It's been described as "a poor man's CAMeshLayer"

a nest of hornets fucked around with this message at 11:03 on Jan 4, 2014

duck monster
Dec 15, 2004

Toady posted:

Microsoft (or MSFT if you're a blogger) was doing things like threatening to revoke Windows licenses from OEMs if they shipped certain alternatives. Apple's policy of not advertising Android hardly prevents Android from reaching customers. Pretty much everyone acknowledges that Apple are assholes, but that's long been common knowledge, and you accept the possibility of getting Sherlocked in exchange for the privilege of developing for a platform whose quality you believe in (:gruber:). Or at least, that's how it used to be before mobile developers migrated from other platforms because iOS makes more money.


As far as I know, companies aren't forbidden from mentioning Android on their websites, but weren't you displaying it in the app itself?

UIWebview pointing to an about page on the website. If you sign up for a newsletter it asks if your interested in Android amongst the other interests you might be interested in.

So I guess so, but by the same token I can point safari at google and violate that same rule using apples own software.

lord funk
Feb 16, 2004

FOLLOW ME BRUH posted:

I did a thing with nested UICollectionViews/UICollectionViewLayoutAttributes

Dude, jesus. Collection views are my kryptonite, so I'm blown away here. I do want to ask why you decided to go with collection views over a traditional mesh, though.


wakachamo posted:

I'm not sure how much of pre-release software we're supposed to talk about over here for obvious reasons but all I'm gonna say is you should really check out if they have any beta software available on the Dev Center.

Just sayin' is all.

I'm running 7.1 beta 2 with Xcode51 DP2, and I don't see any quicklook improvements. Are you referring to something else?

ultramiraculous
Nov 12, 2003

"No..."
Grimey Drawer

lord funk posted:

I'm running 7.1 beta 2 with Xcode51 DP2, and I don't see any quicklook improvements. Are you referring to something else?

If you're still not getting what you want from quicklook, there's the option of implementing debugQuickLookObject now for an object. You can return a UIImage/NSAttributedString/whatever

damaca
Feb 7, 2009
Is there any secret to extracting objects which aren't strings from an NSDictionary? Spent the last two hours trying to figure this one out with no solution:

code:
NSDictionary *userInfo = [NSDictionary dictionaryWithObjectsAndKeys: storedStringObject, @"stringObject", 
storedNumberObject, @"numberObject", 
storedAudioObject, @"audioObject";
Accessing the string is easy enough:

code:
 NSString *foo = [userInfo ObjectForKey:@"stringObject"];
However, accessing the NSNumber and AVAudioPlayer don't seem to work with comparable code:

code:
 NSNumber *foo = [userInfo ObjectForKey:@"numberObject];
code:
 AVAudioPlayer *foo = [userInfo ObjectForKey:@"audioObject"];
When accessing the NSNumber object, it seems to come back as (null) when doing an NSLog to console.

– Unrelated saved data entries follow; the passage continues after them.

PR #291, opened 2019-03-15
Browser crashing bug solved

### LINKED ISSUE #282: Data viewer makes the browser crash
I see that https://github.com/vega/editor/issues/173 is merged, but if I try this locally with example https://vega.github.io/editor/#/examples/vega-lite/bar it doesn't perform well. Actually my browser just crashes. 
See the following screencast
Kapture 2019-03-14 at 20 52 06

Not sure if I miss something?

ganeshpatro321:
This PR fixes #282 

Please review @domoritz

### DIFF
--- a/src/components/data-viewer/renderer.tsx
+++ b/src/components/data-viewer/renderer.tsx
@@ -35,7 +35,12 @@ export default class DataViewer extends React.Component<Props, State> {
   }
 
   public handleChange(option) {
-    this.setState({ selectedData: option.value, currentPage: 0 });
+    if (this.state.selections.length !== 0) {
+      this.props.view.removeDataListener(this.state.selections[0], () => {
+        /* */
+      });
+    }
+    this.setState({ selectedData: option.value, currentPage: 0, selections: [] });
   }
 
   public handlePageChange(option) {
--- a/src/components/data-viewer/renderer.tsx
+++ b/src/components/data-viewer/renderer.tsx
@@ -17,6 +17,7 @@ interface Props {
 const initialState = {
   currentPage: 0,
   selectedData: '',
+  selections: [],
 };
 
 type State = Readonly<typeof initialState>;
@@ -34,11 +35,6 @@ export default class DataViewer extends React.Component<Props, State> {
   }
 
   public handleChange(option) {
-    if (this.state.selectedData !== '') {
-      this.props.view.removeDataListener(this.state.selectedData, () => {
-        /* */
-      });
-    }
     this.setState({ selectedData: option.value, currentPage: 0 });
   }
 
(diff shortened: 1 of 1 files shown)


domoritz:
Can you explain it, please?

ganeshpatro321:
Previously the datalisteners were added multiple times for the same data source which caused the page to render multiple times. Now we are checking whether the listener for that particular data source is present or not and then adding the listener.

There was such condition, on 10th or 15th click, the page was rerendering some thousand of times, which caused the web page to crash.

@domoritz

domoritz:
This is not a good fix. We should unregister eventlisteners or ignore events better. It's also not good to use a list to check for duplicates. Better use an object.

ganeshpatro321:
Ohh I see, I will update it.
I tried removing event, in fact, I did, but still I had to check through a list, to get the work done. I will look into it again and update the PR asap. @domoritz

ganeshpatro321:
Removed listeners, please review @domoritz

domoritz:
Wait, so of you together the listener and not remove it from the list, don't we forget to reregister it later?

ganeshpatro321:
No it won't, I also had the same confusion we are clearing the whole list. That won't be a problem @domoritz.

domoritz:
Why do we need a list now? Shouldn't we always have exactly one listener at a time?

ganeshpatro321:
We need a list, because the listener is removed when the data source changes, but on different signal like changing the values we need the list to verify is there any listener. @domoritz

domoritz:
Changing what values?

ganeshpatro321:
Let me share a screencast which will make things clear.

domoritz:
Thanks! I'm a bit confused about all of this and it seems like a hack on top of a hack.

ganeshpatro321:
It is quite simple @domoritz 

dataSourceChange

The above recording shows the change of data source, or change of category, in this case while changing we are removing and adding data listeners.

signal

This recording shows signal triggerings, here the need of list comes in, which checks if there is listener present for that particular data, if yes then no more listener will be added and if no, the listener will be added.

domoritz:
Correct me if I'm doing but I think we only need a single listener at a time. The listener is for the datasets the user is looking at right now.

ganeshpatro321:
No @domoritz

The listener is taking category wise data source as inputs. For ex, the above example has no. Of data sources equal to no of categories present in drop down.

domoritz:
Yeah, but we don't have to listen to data sources that the user has not currently selected. Does that make sense?

ganeshpatro321:
No that doesn't make any sense and we aren't listening to data source that user has not selected.

domoritz:
> The listener is taking category wise data source as inputs. For ex, the above example has no. Of data sources equal to no of categories present in drop down.

I guess I'm not understanding this then. Could you help me understand this? Sorry for being so pedantic but I'd like us to get the design right.

ganeshpatro321:
Sure @domoritz

Give me some time, I think we can avoid using lists and instead use a Boolean. I will try it out and if that works it will be easier to understand.
I will message you asap.

domoritz:
Replaced by https://github.com/vega/editor/pull/302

I've also tried a more complicated version to access the NSNumber, but that also has not worked:

code:
NSNumber *foo = [NSNumber numberWithInt:[[userInfo objectForKey:@"numberObject"] intValue]];

haveblue
Aug 15, 2005



Toilet Rascal
One gotcha with the dictionaryWithObjectsAndKeys method- if any of the objects in the list happen to be null, it will stop processing right there and ignore subsequent valid objects in the list. Then it returns a dictionary with half the keys missing and causes confusing non-obvious lookup failures like that.

That's not happening in the example here, but maybe in your original code?

Glimm
Jul 27, 2005

Time is only gonna pass you by

Just a suggestion, do yourself a favor and use the improved syntax:

code:
NSDictionary *userInfo = @{@"stringObject": storedStringObject, @"numberObject": @42, @"audioObject": storedAudioObject};
NSString *foo = userInfo[@"stringObject"];
If you're going to use the old syntax, you should have sentinel 'nil' at the end of your NSDictionary.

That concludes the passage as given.